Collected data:
[Start of section]
PR #18, opened 2015-07-07
A method for accessing dictionary items.

traff:


dgrunwald:
`PyDict_Items` returns a new reference, not a borrowed pointer. Your code will cause a reference leak.

Also, `PyObject::from_borrowed_ptr` has undefined behavior if `PyDict_Items` fails (at least `MemoryError` is possible).

Use the helper functions in `err` for handling the return value of python FFI calls.
`err::cast_from_owned_ptr_or_panic()` would work here.

dgrunwald:
I've changed the return type of `items()` to `Vec<(PyObject, PyObject)>`, as that's easier to iterate with a Rust for loop.
I've renamed your method `items_list()`, but it's probably not necessary anymore as `dict.items().into_py_object()` produces the same list (even if slightly less efficiently).

PR #20, opened 2015-07-17
Implement ToPyObject for HashMap->dict conversion.

traff:


dgrunwald:
Try to avoid `unsafe` code if possible. The `PyDict` impl already has wrapper functions around these python FFI calls.

Interesting question: what should happen if `PyDict_SetItem` fails (e.g. due to a `__hash__` method raising an exception)?
Unfortunately `ToPyObject` doesn't really have a way of reporting any errors, as the other impls can't fail (except for out-of-memory errors).

traff:
Valid points.
If PyDict_SetItem fails, I'd prefer that it panics.

traff:
Done.

PR #23, opened 2015-08-02
Fix function and method name fields

murarth:


murarth:
Previously, attempting to access `py_fn.__name__` would cause a segfault. This can be seen with the example extension, `hello`.

PR #24, opened 2015-08-02
Implement `eval` and `run` to execute Python code

murarth:


dgrunwald:
`PyRun_String` is declared in `pythonrun.h`, not in `eval.h`. Also, it's declared as a macro, not a function.

Please keep the structure of the `python-sys` modules consistent with the python C headers.

murarth:
I've updated the code.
[End of section]
Count every line of the data above that includes the word "method", then state the total and nothing more.

4